WHAT IS BEING ASKED:
From the entries below, work out the number of lines that hold the word "mind", and give that number alone.

DATA SHOWN:
Issue #3111, opened 2018-01-08
Fix configuration comments within selector and value lists being ignored


fiskhandlarn:
I was told in https://github.com/rstacruz/stylelint-rscss/issues/11#issuecomment-350542523 that this is a problem in `stylelint` rather than `stylelint-rscss`.

> Describe the issue. Is it a bug or a feature request (new rule, new option, etc.)?

```
    &:checked ~ .single-steward-header, // stylelint-disable-line rscss/class-format
    &:checked ~ .toggle {
      //
    }
```

still triggers an error for the first line: 
`Invalid element name: '.single-steward-header'   rscss/class-format`

ATM you have to do this instead:
```
    // stylelint-disable
    &:checked ~ .single-steward-header,
    // stylelint-enable
    &:checked ~ .toggle {
      //
    }
```

> Which rule, if any, is this issue related to?

`stylelint-disable-line`

> What CSS is needed to reproduce this issue?

See above.

> What stylelint configuration is needed to reproduce this issue?

```json
{
  "extends": [
    "stylelint-rscss/config"
  ]
}
```

> Which version of stylelint are you using?

8.2.0

> How are you running stylelint: CLI, PostCSS plugin, Node API?

Webpack with `stylelint-webpack-plugin`.

> Does your issue relate to non-standard syntax (e.g. SCSS, nesting, etc.)?

Yes, SCSS.

> What did you expect to happen?

No warnings to be flagged.

> What actually happened (e.g. what warnings or errors you are getting)?

The following warnings were flagged:

```shell
Invalid element name: '.single-steward-header'   rscss/class-format
```

jeddy3:
@fiskhandlarn Thanks for the report and for using the template.

Unfortunately, this is a known limitation. It's document at the bottom of [this section of the configuration guide](https://github.com/stylelint/stylelint/blob/master/docs/user-guide/configuration.md#turning-rules-off-from-within-your-css). "Comments within _selector and value lists_ are currently ignored.". 

Having said that, digging through the history it looks like [it was an issue](https://github.com/stylelint/stylelint/issues/1628) with postcss@5. stylelint now uses postcss@6. Does anyone [know if this behaviour changed](https://github.com/postcss/postcss/issues/845) in postcss@6? If so, can this limitation be addressed now?

fiskhandlarn:
Ah, I missed that, @jeddy3. Thanks for following up anyway. :)

jeddy3:
Closing as a documented limitation.

[...]

Issue #5348, opened 2021-06-06
Fix multi-line double-slash command comments


jeddy3:
Refs: https://github.com/stylelint/stylelint/issues/4942#issuecomment-841786453 & https://github.com/stylelint/stylelint/pull/5346#discussion_r645994299

This issue only impacts users who are using Less and multi-line double-slash command comments, e.g.:

```scss
// stylelint-disable color-hex-case
// --
// description

a {color: #FFF; }
```

I doubt many, if any, users do this as Less isn't popular and support for multi-line double-slash command comments is a relatively new feature. As the workaround is to simply switch to `/*` style comments for these multi-line commands, I'd say this is a low priority. I'll add it to the `14.0.0` umbrella issue in case it does impact someone and they want to pick it up, but I don't see it as a blocker to releasing.

nwalters512:
Wanted to add a +1 to this. We use a lot of such comments, and we started seeing Stylelint report issues in really weird places. For instance, a block of `//` comments in the middle of a file caused a lint error at the end of the file to be reported on a token in the middle of the comment. Here's a stripped-down version of that file illustrating the issue:

<img width="714" alt="Screen Shot 2021-08-09 at 3 46 41 PM" src="https://user-images.githubusercontent.com/1476544/128783712-5495e5d1-6a08-4ee2-a4e1-4a296f03a611.png">

I finally managed to figure out that the common link between all files with weird errors was the use of multi-line `//` comments and trace it back to this GitHub issues, but it was a reallllly confusing 30 minutes spent banging my head against the table.

Mouvedia:
fixed by #5458

PR #7839, opened 2024-07-14
Fix configuration comments within selector and value lists being ignored

romainmenke:

Closes https://github.com/stylelint/stylelint/issues/3111


lib/assignDisabledRanges.mjs
```diff
@@ -61,101 +73,162 @@ export default function assignDisabledRanges(root, result) {
...
+			const nextComment = node.next();
+
+			// If any of these conditions are not met, do not merge comments.
+			if (
+				!(
+					!isStandardSyntaxComment(node) &&
+					isConfigurationComment(node.text, configurationComment) &&
+					nextComment &&
+					isComment(nextComment) &&
+					(node.text.includes('--') || nextComment.text.startsWith('--'))
```
Mouvedia, line 94: once it's ready to be implemented

Could you put `(node.text.includes('--') || nextComment.text.startsWith('--')` in a `const`?
This would serve as documentation.
i.e. it's an optional disable description
e.g. `hasDisableDescription`

medium
fix

> There must be a space on both sides of the hyphens.

Hence, it should be `' -- '`, not `'--'`.

romainmenke: This is unrelated to this change :)
Only the indent changed and variable names changed, I didn't make any logic changes to this part.

Do you mind filing a separate issue for this?

Mouvedia: > Do you mind filing a separate issue for this?

If it doesn't get the `ready to implement` label, I will.
Else you could just add another changeset for the `' -- '` fix.

romainmenke: I prefer not to make that change here, as it is completely unrelated.

lib/__tests__/disableRanges.test.mjs
```diff
@@ -953,8 +1062,7 @@ it('Less // line-disabling comment (with description)', async () => {
 	});
 });
 
-// eslint-disable-next-line jest/no-disabled-tests -- see #5348
```
Mouvedia, line 956: This issue was fixed by #5458 in version 14.0.0-0.
i.e. one day before the release of 14.0.0
We can close #5348.

romainmenke: Thank you for digging this up @Mouvedia 🙇

.changeset/pretty-beans-shake.md
```diff
@@ -0,0 +1,5 @@
+---
+"stylelint": patch
+---
+
+Fixed: stylelint-disable-line commands within selector and value lists being ignored
```
romainmenke, line 5:
```suggestion
Fixed: stylelint commands within selector and value lists being ignored
```

lib/__tests__/disableRanges.test.mjs
```diff
@@ -202,22 +203,58 @@ it('disable single line all rules', async () => {
...
-	const result = await testDisableRanges(
-		`a, /* stylelint-disable-line */
-		b /* stylelint-disable-line */ {} `,
-	);
+	const result = await testDisableRanges(stripIndent`
+		/* offset by one line */
+		a,/* stylelint-disable-line */
+		b/* stylelint-disable-line */,
+		c,/* stylelint-disable-line */
+		long-selector/* stylelint-disable-line */,
```
Mouvedia, line 211: nit
suggestion

Type selectors don't contain hyphens.
Maybe rename to .long-selector?

lib/assignDisabledRanges.mjs
```diff
@@ -147,7 +147,7 @@ export default function assignDisabledRanges(root, result) {
 		}
 
 		if (isAtRule(node)) {
-			let offset = node.name.length + 1;
+			let offset = node.name.length + 1; // `@` + name
```
Mouvedia, line 150: nit
style

In those cases I prefer putting the documentation in the code itself.
e.g. `'@'.length + node.name.length`

lib/assignDisabledRanges.mjs
```diff
@@ -268,34 +345,58 @@ export default function assignDisabledRanges(root, result) {
...
-			throw comment.error(`"${ruleToEnable}" has not been disabled`, {
+			throw node.error(`"${ruleToEnable}" has not been disabled`, {
 				plugin: 'stylelint',
 			});
 		}
 	}
 
 	/**
-	 * @param {PostcssComment} comment
+	 * @param {PostcssNode} node
```
Mouvedia, line 355: minor

The type could be more specific.
e.g. `{AtRule|Rule|Declaration}`

lib/assignDisabledRanges.mjs
```diff
@@ -268,34 +345,58 @@ export default function assignDisabledRanges(root, result) {
...
+				processDisableNextLineCommand(node, source, text);
 				break;
 			case DISABLE_COMMAND:
-				processDisableCommand(comment);
+				processDisableCommand(node, source, text);
 				break;
 			case ENABLE_COMMAND:
-				processEnableCommand(comment);
+				processEnableCommand(node, source, text);
 				break;
```
Mouvedia, line 400: question

Is it OK if the `node` passed to these functions is not a `Comment`?

lib/__tests__/disableRanges.test.mjs
romainmenke: Could be a custom element, this is perfectly valid CSS/HTML :)

lib/assignDisabledRanges.mjs
romainmenke: But that is a massive increase in computational effort.

I now that the absolute effort is still small, but still feels wrong to waste CPU cycles when a small code comment can serve the same purpose.

lib/assignDisabledRanges.mjs
romainmenke: Why would it not be ok?
Can you elaborate, I don't know which cases you are thinking of :)

lib/assignDisabledRanges.mjs
romainmenke: Is there a need to make it more specific?

We are using this value to throw errors `PostCSS`, the common type that can throw errors is `postcss.Node`.

lib/assignDisabledRanges.mjs
Mouvedia: I was just checking if passing `AtRule|Rule|Declaration` to `checkComment` was intended or not.

lib/assignDisabledRanges.mjs
Mouvedia: > Is there a need to make it more specific?

It sometimes help to surface potential bugs down the line.
It's minor anyway.

lib/assignDisabledRanges.mjs
romainmenke: Yes :)

If you read through the changes you will see that it is needed to separate these things:
- the source location
- the comment text
- error reporting

So pass three values to these functions, each dedicated to a specific purpose.

lib/assignDisabledRanges.mjs
```diff
@@ -61,101 +73,162 @@ export default function assignDisabledRanges(root, result) {
...
-		let lastLine = (comment.source && comment.source.end && comment.source.end.line) || 0;
-		const fullComment = comment.clone();
+		if (isRule(node)) {
+			let offset = 0;
+			const selector = node.raws?.selector?.raw;
 
-		let current = nextComment;
+			if (selector && containsComments(selector)) {
+				checkCommentContainingNode(node, selector, offset);
+			}
```
ybiquitous, line 139: [suggest] This combination of `containsComments` and `checkCommentContainingNode` often appears, so I feel we can refactor like this: 👇🏼 

```suggestion
			checkCommentContainingNode(node, selector, offset);
```

Inlining `containsComments()`, e.g.

```js
/**
 * @param {PostcssNode} node
 * @param {string | undefined} part
 * @param {number} offset
 */
function checkCommentContainingNode(node, part, offset) {
	if (!(part && part.includes('/*') && part.includes('*/'))) return;

	// ...
}
```

lib/assignDisabledRanges.mjs
```diff
@@ -61,101 +73,162 @@ export default function assignDisabledRanges(root, result) {
...
-			!(
-				!isStandardSyntaxComment(comment) &&
-				isConfigurationComment(comment, configurationComment) &&
-				nextComment &&
-				nextComment.type === 'comment' &&
-				(comment.text.includes('--') || nextComment.text.startsWith('--'))
-			)
-		) {
-			checkComment(comment);
+			let lastLine = (node.source && node.source.end && node.source.end.line) || 0;
```
ybiquitous, line 102: [suggest] Minor.

```suggestion
			let lastLine = node.source?.end?.line ?? 0;
```

lib/assignDisabledRanges.mjs
```diff
@@ -61,101 +73,162 @@ export default function assignDisabledRanges(root, result) {
...
+			const fullComment = node.clone();
 
-			return;
+			let current = nextComment;
+
+			while (
+				!isStandardSyntaxComment(current) &&
+				!isConfigurationComment(current.text, configurationComment)
+			) {
+				const currentLine = (current.source && current.source.end && current.source.end.line) || 0;
```
ybiquitous, line 111: [suggest] Minor.

```suggestion
				const currentLine = current.source?.end?.line ?? 0;
```

lib/assignDisabledRanges.mjs
```diff
@@ -268,34 +345,58 @@ export default function assignDisabledRanges(root, result) {
...
+	 * @param {string} part
+	 * @param {number} offset
+	 */
+	function checkCommentContainingNode(node, part, offset) {
+		tokenize({ css: part })
+			.filter((token) => {
+				return isTokenComment(token);
+			})
+			.forEach((token) => {
+				const [, text, start, end] = token;
```
ybiquitous, line 365: [suggest] Minor. For the performance, reducing the loop count may be a bit more effective:

```suggestion
		tokenize({ css: part })
			.forEach((token) => {
				if (!isTokenComment(token)) return;

				const [, text, start, end] = token;
```

lib/assignDisabledRanges.mjs
```diff
@@ -268,34 +345,58 @@ export default function assignDisabledRanges(root, result) {
...
+			});
+	}
+
+	/**
+	 * @param {PostcssNode} node
+	 * @param {Source | undefined} source
+	 * @param {string} text
 	 */
-	function checkComment(comment) {
+	function checkComment(node, source, text) {
```
ybiquitous, line 381: [ask] Is the following early return for `source` effective? It seems that we can skip `processDisable*()` function calls if `source` is undefined. 🤔 

```suggestion
	function checkComment(node, source, text) {
		if (!source) return;
```

lib/assignDisabledRanges.mjs
```diff
@@ -10,23 +10,27 @@ import {
...
 import { assert, assertNumber, assertString } from './utils/validateTypes.mjs';
+import { isAtRule, isComment, isDeclaration, isRule } from './utils/typeGuards.mjs';
 import isStandardSyntaxComment from './utils/isStandardSyntaxComment.mjs';
 
-/** @import {Comment as PostcssComment, Document as PostcssDocument, Root as PostcssRoot} from 'postcss' */
+import { isTokenComment, tokenize } from '@csstools/css-tokenizer';
+
+/** @import {Node as PostcssNode, Comment as PostcssComment, Document as PostcssDocument, Root as PostcssRoot, Position as PostcssPosition} from 'postcss' */
 /** @import {DisabledRange, DisabledRangeObject, PostcssResult} from 'stylelint' */
+/** @typedef {{start?: PostcssPosition, end?: PostcssPosition}} Source */
```
ybiquitous, line 20: [suggest] Minor. Using the `Source` type may be a bit clearer. But you can keep it as-is.

```suggestion
/** @import {Node as PostcssNode, Comment as PostcssComment, Document as PostcssDocument, Root as PostcssRoot, Source as PostcssSource} from 'postcss' */
/** @import {DisabledRange, DisabledRangeObject, PostcssResult} from 'stylelint' */
/** @typedef {Pick<PostcssSource, 'start' | 'end'>} Source */
```

ybiquitous (commented):
@romainmenke Thanks for the pull request. Overall LGTM. 👍🏼 

I've left some reviews about readability and performance. Please take a look. 🙏🏼

.changeset/pretty-beans-shake.md
```diff
@@ -0,0 +1,5 @@
+---
+"stylelint": patch
+---
+
+Fixed: stylelint commands within selector and value lists being ignored
```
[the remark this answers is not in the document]
Mouvedia: Romain was probably using [this option](https://stylelint.io/user-guide/rules/comment-empty-line-before/#stylelint-commands) as a precedent.
Interestingly the description says "configuration comments".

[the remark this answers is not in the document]
romainmenke: No, I used the original issue title :)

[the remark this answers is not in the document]
ybiquitous: The *"configuration command"* was introduced in 15.3.0 (see 4fadc6c7184efe6e516c8ceae28081b6f2ef6517). Perhaps, that secondary option may have been added before that.

lib/assignDisabledRanges.mjs
romainmenke: yeah, that makes sense :)

lib/assignDisabledRanges.mjs
romainmenke: Good call, thank you

romainmenke:
Thank you for the review and suggestions 🙇

I've applied the requested changes and also renamed `checkCommentContainingNode` to `checkCommentsInNode`. I think this is clearer after the latest changes.

lib/assignDisabledRanges.mjs
```diff
@@ -61,101 +65,148 @@ export default function assignDisabledRanges(root, result) {
...
+			checkCommentsInNode(node, value, offset);
+		}
 	});
 
 	return result;
 
 	/**
-	 * @param {PostcssComment} comment
+	 * @param {PostcssNode} node
+	 * @param {Source | undefined} source
```
ybiquitous, line 171: [suggest] Thanks for refactoring! Furthermore, we can simplify the `source` argument type like this, right?

```suggestion
	 * @param {Source} source
```

If so, using early return could make the code a bit more readable, I think.

```js
if (!source.start) return;

const line = source.start.line;
// ...
```

I think this could be applied to other `processDisable*` functions.

romainmenke: good catch 🙇

lib/__tests__/disableRanges.test.mjs
Mouvedia, line 1: question

Is _next-line_ handled too?
e.g.

```css
:is(
  div
/* stylelint-disable-next-line selector-type-case */) { color: green; }
SPAN { color: red; }
```

romainmenke: Yes, no changes were made to how configuration comments work :)
We only detect and gather more comments.

lib/assignDisabledRanges.mjs
```diff
@@ -61,101 +65,148 @@ export default function assignDisabledRanges(root, result) {
...
+	 * @param {PostcssNode} node
+	 * @param {Source} source
+	 * @param {string} text
 	 */
-	function processDisableLineCommand(comment) {
-		if (comment.source && comment.source.start) {
-			const line = comment.source.start.line;
-			const description = getDescription(comment.text);
+	function processDisableLineCommand(node, source, text) {
+		if (source?.start) {
```
ybiquitous, line 175:
```suggestion
		if (source.start) {
```

lib/assignDisabledRanges.mjs
```diff
@@ -61,101 +65,148 @@ export default function assignDisabledRanges(root, result) {
...
+	 * @param {PostcssNode} node
+	 * @param {Source} source
+	 * @param {string} text
 	 */
-	function processDisableNextLineCommand(comment) {
-		if (comment.source && comment.source.end) {
-			const line = comment.source.end.line;
-			const description = getDescription(comment.text);
+	function processDisableNextLineCommand(node, source, text) {
+		if (source?.end) {
```
ybiquitous, line 191:
```suggestion
		if (source.end) {
```

lib/assignDisabledRanges.mjs
```diff
@@ -201,27 +254,29 @@ export default function assignDisabledRanges(root, result) {
 				);
 			}
 
-			if (comment.source && comment.source.start) {
-				const line = comment.source.start.line;
+			if (source?.start) {
```
ybiquitous, line 257:
```suggestion
			if (source.start) {
```

lib/assignDisabledRanges.mjs
```diff
@@ -201,27 +254,29 @@ export default function assignDisabledRanges(root, result) {
...
+	 * @param {Source} source
+	 * @param {string} text
 	 */
-	function processEnableCommand(comment) {
-		for (const ruleToEnable of getCommandRules(ENABLE_COMMAND, comment.text)) {
+	function processEnableCommand(node, source, text) {
+		for (const ruleToEnable of getCommandRules(ENABLE_COMMAND, text)) {
 			// need fallback if endLine will be undefined
-			const endLine = comment.source && comment.source.end && comment.source.end.line;
+			const endLine = source?.end?.line;
```
ybiquitous, line 279:
```suggestion
			const endLine = source.end?.line;
```

ybiquitous (commented):
[suggest] We can remove unneeded `?.`, right?

ybiquitous (approved):
Thank you. LGTM 👍🏼

Mouvedia:
@romainmenke Just curious, is this

https://github.com/stylelint/stylelint/blob/1232b539dfebc7a14aaa4b2d99af3af96114d776/lib/rules/comment-whitespace-inside/README.md?plain=1#L14-L15

related to this change?

romainmenke:
Related in that they are conceptually the same issue, yes :)
But completely different code and features.

Those notes could be removed by updating those rules in a similar way.

lib/assignDisabledRanges.mjs
Mouvedia: The regex would be too complicated because javascript doesn't support the `\Z` metacharacter.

ANSWER:
2